# 🏆 Chess Analysis - Data Preparation Pipeline

## Notebook Overview
This notebook performs the heavy data transformations required for our chess analysis. It takes the clean, game-level Parquet data and creates two specialized, analysis-ready assets:

1.  **Move-Level Checkpoint**: A detailed dataset where every single move from every game is its own row.
2.  **Player Rating Summary**: A summary CSV file with the average Blitz, Bullet, and Classical rating for every unique player.

These assets will serve as fast, efficient inputs for our final visualization notebook.

---
### **Part 1: Setup and Initialization**
This section imports all necessary libraries and initializes the Spark Session, which is the entry point for our data processing.

In [1]:
from pyspark.sql import SparkSession
from pyspark.sql.functions import col, regexp_replace, trim, split, explode, regexp_extract, when, substring, avg, round
import os
import shutil
import pandas as pd

In [2]:
spark = SparkSession.builder \
    .appName("ChessAnalysisPipeline") \
    .master("local[*]") \
    .config("spark.driver.memory", "4g") \
    .getOrCreate()

processed_path = "/home/yash/chess_project/processed/chess_games_parquet"
df_games = spark.read.parquet(processed_path)
print("--- Game-level data loaded successfully. ---")

---
### **Part 2: Create Move-Level Checkpoint**

This is a heavy transformation. We will process the `Moves` column for every game, explode it into a massive DataFrame with one row per move, and save the result as an efficient Parquet checkpoint. This allows our final visualizations to run in seconds instead of minutes.

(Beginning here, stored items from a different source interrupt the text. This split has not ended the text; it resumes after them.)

PR #1317, opened 2018-05-12
Change SpecifyScriptArgs command to only return string - not string[]

### LINKED ISSUE #1315: Intercative variable replacment also supported for string commands
Hello friends, I am from the vscode team and some users are reporting an issue with debugging powershell. More datils can be found here https://github.com/Microsoft/vscode/issues/49390

After investigating I noticed that your command `SpecifyScriptArgs ` which is used to substitue values before debugging is returning an array of strings instead of a string. This was never officialy supported, and with the refactoring on the vscode side we are more strict and only allow strings.
Bottom line you should change a cast to array to simply return a string and not an array here https://github.com/PowerShell/vscode-powershell/blob/6c1e30e2a2f24731f394e55c364f5c09e11e7e6c/src/features/DebugSession.ts#L232

Make sure that all your commands which are used for launch.json configs are returning strings and not array.

rkeithhill:
Fix #1315 but folks won't see this fix until they are on VSCode 1.24
or insiders build >= 5/11.
This is because a corresponding fix is required in VSCode.

### DIFF
--- a/src/features/DebugSession.ts
+++ b/src/features/DebugSession.ts
@@ -178,20 +178,9 @@ export class SpecifyScriptArgsFeature implements IFeature {
     private command: vscode.Disposable;
     private languageClient: LanguageClient;
     private context: vscode.ExtensionContext;
-    private emptyInputBoxBugFixed: boolean;
 
     constructor(context: vscode.ExtensionContext) {
         this.context = context;
-
-        const vscodeVersionArray = vscode.version.split(".");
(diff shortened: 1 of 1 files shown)


rkeithhill:
Yup, VSCode 1.11 (and earlier) had a bug so we had code to avoid that bug.  Our min version for VSCode has surpassed 1.11 for some time now so I took the opportunity to remove that unnecessary code.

#### **Step 2.1: Define All Transformations**
All data manipulations are defined in a single, chained command. Spark's lazy evaluation will optimize this entire chain for efficient execution.

In [3]:
df_per_move = df_games \
    .withColumn("CleanedMoves", regexp_replace(col("Moves"), r"\{.*?\}\s*", "")) \
    .withColumn("CleanedMoves", regexp_replace(col("CleanedMoves"), r"\d+\.+\s*", "")) \
    .withColumn("CleanedMoves", regexp_replace(col("CleanedMoves"), r"\s*(1-0|0-1|1/2-1/2)$", "")) \
    .withColumn("CleanedMoves", regexp_replace(col("CleanedMoves"), r"\s+", " ")) \
    .withColumn("CleanedMoves", trim(col("CleanedMoves"))) \
    .withColumn("MovesArray", split(col("CleanedMoves"), " ")) \
    .withColumn("Move", explode("MovesArray")) \
    .withColumn("ToSquare", regexp_extract(col("Move"), r"([a-h][1-8])", 1)) \
    .withColumn("Piece",
        when(col("Move").like("O-O%"), "K")
        .when(col("Move").rlike("^[KQRBN]"), substring(col("Move"), 1, 1))
        .when(col("Move").rlike("^[a-h]"), "P")
        .otherwise("Unknown")
    ) \
    .filter(col("ToSquare") != "")

print("--- All transformations defined. ---")

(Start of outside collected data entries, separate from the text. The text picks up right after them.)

PR #1366, opened 2018-06-14
WIP: Add support for side-by-side PS Core preview on Linux/macOS

### LINKED ISSUE #1361: PowerShell preview executables no longer at /usr/[local/]bin/pwsh on *nix
PowerShell 6.1.0-preview.3 will install its executable as `pwsh-preview` as of the upcoming release.

We will need to work out how to handle this.

@s2p16 reported this and a workaround here: https://github.com/PowerShell/PowerShell/issues/6132#issuecomment-396079102.

Essentially, for now, the best solution is to specify a new `powerShellExePath`:
```json
{
  "powershell.powerShellExePath": "/usr/bin/pwsh-preview"
}
```

Another alternative would be to use @rkeithhill's EXE path feature:
https://github.com/PowerShell/vscode-powershell/pull/1270

But we should also fix this so that it works out of the box. Since preview and ordinary releases are now allowed side-by-side, we should figure out which we prefer if both are present.

rkeithhill:
## PR Summary

This PR supports listing the symlinks for pwsh & pwsh-preview.

Fixes #1361

The preferred default version is pwsh if both are present however, the
default will be pwsh-preview if it's installed and pwsh isn't.

So this only support side-by-side on Linux/macOS up to two versions:
stable and preview.

In the future, we may want to do what we do on Windows and search thru
the install dir for pwsh.
The would be /opt/microsoft/poweshell on LInux.
Not sure what it is on macOS.

Or maybe we should just do that now. Thoughts? 

I marked this as WIP because I need someone to test this on Linux and macOS.  :-)

## PR Checklist

- [x] Summarized changes

### DIFF
--- a/src/platform.ts
+++ b/src/platform.ts
@@ -7,11 +7,9 @@ import path = require("path");
 import process = require("process");
 import Settings = require("./settings");
 
-const linuxLegacyExePath  = "/usr/bin/powershell";
 const linuxExePath        = "/usr/bin/pwsh";
 const linuxPreviewExePath = "/usr/bin/pwsh-preview";
 
-const macOSLegacyExePath  = "/usr/local/bin/powershell";
 const macOSExePath        = "/usr/local/bin/pwsh";
 const macOSPreviewExePath = "/usr/local/bin/pwsh-preview";
 
@@ -53,6 +51,13 @@ export function getPlatformDetails(): IPlatformDetails {
     };
 }
 
+/**
+ * Gets the default instance of PowerShell for the specified platform.
+ * On Windows, the default version of PowerShell is "Windows PowerShell".
+ * @param platformDetails Specifies information about the platform - primarily the operating system.
+ * @param use32Bit On Windows, this boolean determines will find the 32-bit version of Windows PowerShell.
+ * @returns A string containing the path of the default version of PowerShell.
+ */
 export function getDefaultPowerShellPath(
     platformDetails: IPlatformDetails,
     use32Bit: boolean = false): string | null {
@@ -74,17 +79,15 @@ export function getDefaultPowerShellPath(
                     : SysnativePowerShellPath;
         }
     } else if (platformDetails.operatingSystem === OperatingSystem.MacOS) {
-        powerShellExePath = macOSLegacyExePath;
-        if (fs.existsSync(macOSExePath)) {
-            powerShellExePath = macOSExePath;
-        } else if (fs.existsSync(macOSPreviewExePath)) {
+        // Always default to the stable version of PowerShell (if installed) but handle case of only Preview installed
+        powerShellExePath = macOSExePath;
+        if (!fs.existsSync(macOSExePath) && fs.existsSync(macOSPreviewExePath)) {
             powerShellExePath = macOSPreviewExePath;
         }
     } else if (platformDetails.operatingSystem === OperatingSystem.Linux) {
-        powerShellExePath = linuxLegacyExePath;
-        if (fs.existsSync(linuxExePath)) {
-            powerShellExePath = linuxExePath;
-        } else if (fs.existsSync(linuxPreviewExePath)) {
+        // Always default to the stable version of PowerShell (if installed) but handle case of only Preview installed
+        powerShellExePath = linuxExePath;
+        if (!fs.existsSync(linuxExePath) && fs.existsSync(linuxPreviewExePath)) {
             powerShellExePath = linuxPreviewExePath;
         }
     }
@@ -118,6 +121,12 @@ export function fixWindowsPowerShellPath(powerShellExePath: string, platformDeta
     return powerShellExePath;
 }
 
+/**
+ * Gets a list of all available PowerShell instance on the specified platform.
+ * @param platformDetails Specifies information about the platform - primarily the operating system.
+ * @param sessionSettings Specifies the user/workspace settings. Additional PowerShell exe paths loaded from settings.
+ * @returns An array of IPowerShellExeDetails objects with the PowerShell name & exe path for each instance found.
+ */
 export function getAvailablePowerShellExes(
     platformDetails: IPlatformDetails,
     sessionSettings: Settings.ISettings | undefined): IPowerShellExeDetails[] {
@@ -178,7 +187,7 @@ export function getAvailablePowerShellExes(
             exePath: defaultExePath,
         });
 
-        // If defaultExePath is pwsh, check to see if pwsh-preview is installed and if so, make it available.
+        // If defaultExePath is pwsh, check to see if pwsh-preview is also installed and if so, make it available.
         // If the defaultExePath is already pwsh-preview, then pwsh is not installed - nothing to do.
         let osExePath;
         let osPreviewExePath;
--- a/src/platform.ts
+++ b/src/platform.ts
@@ -174,7 +174,7 @@ export function getAvailablePowerShellExes(
         // Handle Linux and macOS case
         const defaultExePath =  this.getDefaultPowerShellPath(platformDetails);
         paths.push({
-            versionName: "PowerShell Core",
+            versionName: "PowerShell Core" + (/-preview/.test(defaultExePath) ? " Preview" : ""),
             exePath: defaultExePath,
         });
 
--- a/src/platform.ts
+++ b/src/platform.ts
@@ -10,6 +10,9 @@ import Settings = require("./settings");
 const linuxExePath        = "/usr/bin/pwsh";
 const linuxPreviewExePath = "/usr/bin/pwsh-preview";
 
+const snapExePath         = "/snap/bin/pwsh";
+const snapPreviewExePath  = "/snap/bin/pwsh-preview";
+
 const macOSExePath        = "/usr/local/bin/pwsh";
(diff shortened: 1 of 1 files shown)


src/platform.ts
```diff
@@ -162,10 +172,29 @@ export function getAvailablePowerShellExes(
...
+                    exePath: macOSPreviewExePath,
+                });
+            }
+        } else if (platformDetails.operatingSystem === OperatingSystem.Linux) {
+            if ((defaultExePath === linuxExePath) && fs.existsSync(linuxPreviewExePath)) {
+                paths.push({
+                    versionName: "PowerShell Core Preview",
+                    exePath: linuxPreviewExePath,
+                });
+            }
```
tylerl0706: I refactored this a bit to define the paths conditionally and then do the logic. I think it's a little DRY-er. Totally, not a blocker but what do you think?

```typescript
let osExePath, osPreviewExePath;
if (platformDetails.operatingSystem === OperatingSystem.MacOS) {
    osExePath = macOSExePath;
    osPreviewExePath = macOSPreviewExePath;
} else if (platformDetails.operatingSystem === OperatingSystem.Linux) {
    osExePath = linuxExePath;
    osPreviewExePath = linuxPreviewExePath;
}

if ((defaultExePath === osExePath) && fs.existsSync(osPreviewExePath)) {
    paths.push({
        versionName: "PowerShell Core Preview",
        exePath: linuxPreviewExePath,
    });
}

```

rkeithhill: Updated.  Please test on macOS and Linux.

src/platform.ts
```diff
@@ -162,10 +172,30 @@ export function getAvailablePowerShellExes(
...
+        let osPreviewExePath;
+        if (platformDetails.operatingSystem === OperatingSystem.MacOS) {
+            osExePath = macOSExePath;
+            osPreviewExePath = macOSPreviewExePath;
+        } else if (platformDetails.operatingSystem === OperatingSystem.Linux) {
+            osExePath = linuxExePath;
+            osPreviewExePath = linuxPreviewExePath;
+        }
+
+        if ((osExePath === defaultExePath) && fs.existsSync(osPreviewExePath)) {
```
tylerl0706: It's super rare, but isn't it possible for them to have legacy (`powershell`) and preview (`pwsh-preview`)?

If so, this if check might have to be:

`defaultExePath !== osPreviewExePath && ...`

tylerl0706:
Is there any work that needs to be done here:
https://github.com/PowerShell/vscode-powershell/blob/master/test/platform.test.ts

I just saw that it had to something with the exe path.

src/platform.ts
rkeithhill: I can fix this by testing for the legacy path here or maybe we should just remove support for the legacy "powershell"on Linux and macOS.  This was abandoned somewhere around the transition from 6.0.0 alpha to beta.  At this point, I'm not sure why anyone would still be running an alpha of 6.0.0 on Linux/macOS.

rkeithhill:
Those tests still pass for me on Windows.  Looks like the tests mainly check to see that we get back the correct 32/64-bit version of Windows PowerShell on Windows.

tylerl0706:
Sounds good :)

tylerl0706:
So I was messing with the [VSCode](https://snapcraft.io/vscode) & [PowerShell](https://snapcraft.io/powershell) snaps... Snap is essentially an attempt at a "universal *nix package manager... more info [here](https://snapcraft.io/).

Anyway... on all of their supported OS's you should be able to run:
```
sudo snap install --classic vscode
sudo snap install --classic powershell
code --install-extension="ms-vscode.powershell"
```
and get VSCode, PowerShell and the extension installed...

However the extension fails because the "powershell exe" it is trying to use is `/usr/bin/powershell` but that doesn't exist... Snap does something different:

```
PS /home/parallels/Desktop> which powershell                                    
/snap/bin/powershell
PS /home/parallels/Desktop> which pwsh                                          
/snap/powershell/2/opt/powershell/pwsh
```

we should probably handle this in the linux case so we can support the Snap build of PowerShell out of the box.

@rkeithhill would you be ok adding a check for this in this PR?

rkeithhill:
Are those paths on Linux or macOS?  Also, is the binary called `powershell`?? Or is that just a dir name?  I thought the binary would be either `pwsh` or `pwsh-preview`.  And speaking of PowerShell preview, do we need to handle that case with snap?

tylerl0706:
@rkeithhill AFAIK, snap is only linux:
image

tylerl0706:
the binary is called `pwsh` found here:
`/snap/powershell/2/opt/powershell/pwsh` but we can rely on:
`/snap/bin/powershell` or `/snap/bin/pwsh`
which are symlinks

and we should also handle the `pwsh-preview` scenario for snap as well.

tylerl0706:
I've been talking to @TravisEz13 about this who has been driving the Snap work

tylerl0706:
I can't wait to install VSCode & PowerShell on my WRT based Router lol

rkeithhill:
@tylerl0706 Can you test this in a Snap environment?

tylerl0706:
gladly :) I'll test now.

tylerl0706:
@rkeithhill it works!

src/platform.ts
```diff
@@ -162,10 +189,30 @@ export function getAvailablePowerShellExes(
...
+
+        // If defaultExePath is pwsh, check to see if pwsh-preview is also installed and if so, make it available.
+        // If the defaultExePath is already pwsh-preview, then pwsh is not installed - nothing to do.
+        let osExePath;
+        let osPreviewExePath;
+        if (platformDetails.operatingSystem === OperatingSystem.MacOS) {
+            osExePath = macOSExePath;
+            osPreviewExePath = macOSPreviewExePath;
+        } else if (platformDetails.operatingSystem === OperatingSystem.Linux) {
+            osExePath = linuxExePath;
```
tylerl0706: do we not need to do the same ternary op here to check for snap?

tylerl0706:
You might hate me for saying this... but I've thought about this part of the code for a bit and wonder if there's some opportunity to clean up the code a bit...

maybe something like this:
```

function getAvailablePowerShellExes() {
    let exes = [];
    
    if(Windows) {
        ... similar as below
    }
    if(macOS) {
        ... similar to below
    }
    if(Linux) {
        linuxExes = ["/usr/bin/pwsh", "/snap/bin/pwsh", "/usr/bin/pwsh-preview", "/snap/bin/pwsh-preview"]
        linuxExes.forEach((exe) => {
            if(exe exists) {
                exes.push(exe);
            }
        });
    }
    return exes;
}

function getDefualtPowerShellExe() {
    return getAvailablePowerShellExes()[0];
}
```

if we're super worried about perf (in this case, I don't think we are) we could optionally give `getAvailablePowerShellExes` a parameter bool called `stopAtFirstExe` that will break out of the for loop when it finds a valid exe.

I wont block on this, but I feel like it might be worth it...

src/platform.ts
rkeithhill: Not needed here because `getDefaultPowerShellPath` already returns just one of: linuxExePath, linuxPreviewExePath, snapExePath, snapPreviewExePath.  It searches in that order.

rkeithhill:
Not at all. I have no particularly affinity for this code.  :-)  We could make that change but we can't get rid of the test against the default PowerShell exe simply because we don't want the same entry to show up twice.  Also, I don't think perf is that much of a concern here and we do want to list all the available PowerShell instances that can be used.

src/platform.ts
rkeithhill: BTW I get the impression (perhaps incorrect impression) that on a Snap system, PowerShell will only be at /snap/bin/pwsh* and that you wouldn't also have PowerShell at /usr/bin/pwsh*.  And on a straight (non-Snap) Linux system, there would be no /snap/bin/pwsh*.  That is, these two sets are mutually exclusive. Is that correct?

tylerl0706: So snap is really just a package manager that you first install with apt. So you _could_ have installed `pwsh` by Snap and Apt on the same system.

Not quite sure why one would do that... but it's physically possible. I guess I could see something along the lines of installing pwsh with apt and pwsh-preview with snap maybe...

So it's physically possible to have a `/snap/bin/pwsh` and a `/usr/bin/pwsh`.

tylerl0706:
Thanks for putting up with my comments :smile: 

> We could make that change but we can't get rid of the test against the default PowerShell exe simply because we don't want the same entry to show up twice

I don't think I quite follow how we would end up with something showing up twice? Think you could elaborate?

rkeithhill:
The issue is that for some reason (I don't remember) in the current impl of `getAvailablePowerShellExes` we use `getDefaultPowerShellPath` to get at least the one path we know will be on the system.  But we could probably remove that and simplify the impl.  That said, I don't think we can use the first result of `getAvailable` for `getDefault` because `getDefault` takes an extra parameter - `use32` - which on Windows 64-bit, requests the 32-bit version of PowerShell.

rkeithhill:
Updated to simplify per your suggestion.  Can you test again on Linux/macOS?

tylerl0706:
@rkeithhill no surprise your code works beautifully :)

#### **Step 2.2: Save the Checkpoint**
To avoid memory errors on this large dataset, we write the checkpoint one partition at a time.

In [4]:
print("--- Creating the lean checkpoint... ---")
lean_df = df_per_move.select(
    "EventType", "WhiteElo", "BlackElo",
    "Move", "Piece", "ToSquare"
)

checkpoint_path = "processed/final_moves_checkpoint.parquet"
if os.path.exists(checkpoint_path):
    shutil.rmtree(checkpoint_path)

event_types = [row.EventType for row in lean_df.select("EventType").distinct().collect()]

for event in event_types:
    print(f"Writing checkpoint for EventType: {event}")
    df_one_event = lean_df.filter(col("EventType") == event)
    partition_path = os.path.join(checkpoint_path, f"EventType={event}")
    df_one_event.drop("EventType").write.mode("overwrite").parquet(partition_path)

with open(os.path.join(checkpoint_path, "_SUCCESS"), 'w') as f: pass
print(f"--- Checkpoint saved successfully to {checkpoint_path} ---")

#### **Step 2.3: Quick Verification (Optional)**
As a final check, we can perform a quick aggregation on the transformed data to ensure it's correct.

In [5]:
print("\n--- Aggregating move counts for heatmap... ---")
heatmap_data_pd = df_per_move \
    .groupBy("ToSquare", "Piece") \
    .count() \
    .toPandas()

print("--- Aggregation complete! ---")
print("Top 20 most frequent destinations:")
print(heatmap_data_pd.sort_values(by="count", ascending=False).head(20))

---
### **Part 3: Create Player Rating Summary**
This section performs another heavy aggregation. It processes all games to calculate the average Blitz, Bullet, and Classical rating for every unique player, saving the final summary to a single, portable CSV file.

In [None]:
print("--- Aggregating ratings for each player... (This may take several minutes) ---")
player_ratings_df = df_games.select(col("White").alias("Player"), col("EventType"), col("WhiteElo").alias("Rating")) \
    .union(df_games.select(col("Black").alias("Player"), col("EventType"), col("BlackElo").alias("Rating")))

player_ratings_filtered = player_ratings_df.filter(col("EventType").isin(["blitz", "bullet", "classical"]))

player_ratings_wide = player_ratings_filtered.groupBy("Player").pivot("EventType", ["blitz", "bullet", "classical"]).agg(avg("Rating"))

player_ratings_cleaned = player_ratings_wide \
    .withColumn("blitz_rating", round(col("blitz"), 0)) \
    .withColumn("bullet_rating", round(col("bullet"), 0)) \
    .withColumn("classical_rating", round(col("classical"), 0)) \
    .select("Player", "blitz_rating", "bullet_rating", "classical_rating") \
    .na.drop(how="all", subset=["blitz_rating", "bullet_rating", "classical_rating"])

player_ratings_cleaned.coalesce(1).write.option("header", "true").mode("overwrite").csv("player_analysis_results/player_ratings.csv")

print("--- Player ratings CSV saved successfully! ---")